But de l’étude : Suivi de l’évolution de l’acuité visuelle (AV) et des lésions du fond d’oeil après chirurgie de la cataracte chez les patients atteints de dégénérescence maculaire liée à l’âge (DMLA).

Matériel et méthode : Quarante yeux de 25 patients atteints DMLA ont été opérés de la cataracte.
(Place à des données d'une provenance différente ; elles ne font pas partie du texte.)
PR #44, opened 2022-04-19
fix: set eth address back to zero, update user/pool indexing

daywiss:

### DIFF
--- a/src/components/PoolForm/PoolForm.tsx
+++ b/src/components/PoolForm/PoolForm.tsx
@@ -4,6 +4,7 @@ import Tabs from "../Tabs";
 import AddLiquidityForm from "./AddLiquidityForm";
 import RemoveLiquidityForm from "./RemoveLiquidityForm";
 import { QuerySubState } from "@reduxjs/toolkit/dist/query/core/apiState";
+import { poolClient } from "state/poolsApi";
 import {
   Wrapper,
   Info,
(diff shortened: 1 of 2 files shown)


src/components/PoolForm/PoolForm.tsx
```diff
@@ -89,23 +90,24 @@ const PoolForm: FC<Props> = ({
   useEffect(() => {
     if (!signer || !isConnected || symbol !== "ETH") return;
 
-    estimateGasForAddEthLiquidity(signer, tokenAddress)
+    const wethAddress = poolClient.config.wethAddress;
```
daywiss, line 93: we need the weth address configured in the pool in order to call the hubpool contract correctly for eth

src/views/Pool.tsx
```diff
@@ -38,17 +39,27 @@ const Pool: FC = () => {
   const [depositUrl, setDepositUrl] = useState("");
   const [loadingPoolState, setLoadingPoolState] = useState(false);
   const [defaultTab, setDefaultTab] = useState("Add");
-  const pool = useAppSelector((state) => state.pools.pools[token.address]);
+  const pool = useAppSelector(
+    (state) =>
+      state.pools.pools[
+        token.address === AddressZero
+          ? poolClient.config.wethAddress
+          : token.address
```
daywiss, line 47: this is really annoying, but basically every place we have address zero, we have to manually replace with weth address since the pool client cannot handle address zero ( it was more complicated to handle that case in the pool client than in the frontend)

Tulun (approved):

PR #48, opened 2022-04-22
feat: Banner notification

Tulun:
Story details: https://app.shortcut.com/uma-project/story/5110
Screen Shot 2022-04-22 at 2 38 19 PM

### DIFF
--- a/src/views/Pool.tsx
+++ b/src/views/Pool.tsx
@@ -23,6 +23,7 @@ import BouncingDotsLoader from "components/BouncingDotsLoader";
 
 import { BounceType } from "components/BouncingDotsLoader/BouncingDotsLoader";
 import { SuperHeader } from "components";
+import { migrationPoolV2Warning } from "utils";
 
 export type ShowSuccess = "deposit" | "withdraw";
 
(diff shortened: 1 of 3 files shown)


src/views/Pool.tsx
```diff
@@ -114,6 +115,14 @@ const Pool: FC = () => {
       )}
       {!showSuccess ? (
         <Wrapper>
+          {migrationPoolV2Warning && (
+            <MigrationWarning>
+              <div>
+                You still have liquidity on v1 and some more text plus link to
+                these instructions
```
daywiss, line 122: clearly this text isnt right, we should wait until we have the right copy. also since this is going to show for everyone we should change the language a bit to be more of a suggestion to check v1 if you have liquidity.

Tommy1231232: In shortcut the verbiage was: "If you have not migrated liquidity from Across v1 to Across v2, please follow these instructions "

Tommy1231232 (changes requested):
Update verbiage per comment

src/views/Pool.tsx
Tulun: @Tommy1231232 verbiage updated. just lmk when the link is ready.

Tommy1231232: @Tulun I'm not seeing the banner on the pool tab. Not sure why I tried mainnet and kovan

Tulun: @Tommy1231232 : you need to set REACT_APP_MIGRATION_POOL_V2_WARNING in your .env file to "true". 

We can do it on vercel if you really want.

Tommy1231232: @Tulun can you share a screenshot of the view you currently see?

daywiss (approved):
just need a card to remember to add link later

mrice32 (approved):

Tulun:
@mrice32 still waiting on a link.

PR #54, opened 2022-04-29
feat: add ability to discover all token routes from contracts

daywiss:

Adds  a function to discover all supported tokens/spoke pool routes based on a hub pool address. This can be used later to configure the app more concisely and with less errors


src/utils/ethers.ts
```diff
@@ -0,0 +1,26 @@
...
+export type GetEventType<
+  ContractType extends Contract,
+  EventName extends string
+> = ReturnType<
+  ContractType["filters"][EventName] extends Callable
+    ? ContractType["filters"][EventName]
+    : never
+> extends TypedEventFilter<infer T, infer S>
+  ? TypedEvent<T & S extends Result ? T & S : any>
+  : never;
```
daywiss, line 26: this is copied from the sdk. it was failing to build when imported from sdk because of differing ethers versions.

src/utils/tokenRoutes.ts
```diff
@@ -0,0 +1,236 @@
...
+  hubPoolChain: number;
+  fromChain: number;
+  toChain: number;
+  tokenAddress: string;
+  spokeAddress: string;
+  symbol: string;
+}
+export type Routes = Route[];
+
+export class SpokePoolUtils {
```
daywiss, line 42: these utility classes both basically load all events and then provide query functions to get information based on those events.

src/utils/tokenRoutes.ts
```diff
@@ -0,0 +1,236 @@
...
+export interface Route {
+  hubPoolAddress: string;
+  hubPoolChain: number;
+  fromChain: number;
+  toChain: number;
+  tokenAddress: string;
+  spokeAddress: string;
+  symbol: string;
+}
+export type Routes = Route[];
```
daywiss, line 40: these routes are ultimately what we want to get out of this code. it will list all available token routes between enabled chains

Les yeux ont été répartis en deux groupes en fonction du stade évolutif de DMLA : le groupe 1 présente des formes non compliquées : drusen et altérations de l’épithélium pigmentaire ; le groupe 2 présente des formes évoluées avec une atrophie et/ou des néovaisseaux.
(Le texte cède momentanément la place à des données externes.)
PR #56, opened 2022-04-29
feat: add ability to discover all token routes from contracts

daywiss:

Adds a function to discover all supported tokens/spoke pool routes based on a hub pool address. This can be used later to configure the app more concisely and with less errors

example result from kovan
image

### DIFF
--- a/src/utils/ethers.ts
+++ b/src/utils/ethers.ts
@@ -1,4 +1,5 @@
 import { Contract, ethers } from "ethers";
+import type { Event } from "ethers";
 import type {
   TypedEventFilterEthers as TypedEventFilter,
   TypedEventEthers as TypedEvent,
@@ -6,7 +7,7 @@ import type {
 import { Provider } from "@ethersproject/providers";
 import { Signer } from "@ethersproject/abstract-signer";
 
-export { Provider, Signer, Contract, TypedEventFilter, TypedEvent };
+export { Provider, Signer, Contract, TypedEventFilter, TypedEvent, Event };
 
 export type Result = ethers.utils.Result;
 
--- a/src/utils/ethers.ts
+++ b/src/utils/ethers.ts
@@ -1,0 +1,26 @@
+import { Contract, ethers } from "ethers";
+import type {
+  TypedEventFilterEthers as TypedEventFilter,
+  TypedEventEthers as TypedEvent,
+} from "@uma/contracts-frontend";
+import { Provider } from "@ethersproject/providers";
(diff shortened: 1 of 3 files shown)


src/utils/ethers.ts
```diff
@@ -0,0 +1,26 @@
...
+export type GetEventType<
+  ContractType extends Contract,
+  EventName extends string
+> = ReturnType<
+  ContractType["filters"][EventName] extends Callable
+    ? ContractType["filters"][EventName]
+    : never
+> extends TypedEventFilter<infer T, infer S>
+  ? TypedEvent<T & S extends Result ? T & S : any>
+  : never;
```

Résultats : Dans le groupe 1, 15 yeux ont été opérés avec une amélioration de l’acuité visuelle dans 93,3 % des cas. Un an après l’intervention, on retrouvait des lésions néovasculaires dans 1 œil (6,7 %). Dans le groupe 2, 25 yeux ont été opérés. Les lésions initiales étaient atrophiques dans 20 yeux (80 %) et néovasculaires dans 5 yeux (20 %). Soixante-huit pour cent des yeux ont présenté une amélioration de leur acuité visuelle.

Conclusion : d’après notre étude et la littérature, les patients ayant une DMLA bénéficient de la chirurgie de la cataracte en termes d’acuité visuelle et de qualité de vie. Il est difficile de conclure concernant les risques d’évolution des lésions du fond d’œil à court terme, bien qu’il semble que la chirurgie ait un rôle délétère à long terme (5 ans) [1], [2].

Abstract
Should patients with age-related macular degeneration have cataract surgery?

Purpose: To study the progression of visual acuity (VA) and retinal abnormalities in patients with age-related macular degeneration (AMD) after cataract surgery.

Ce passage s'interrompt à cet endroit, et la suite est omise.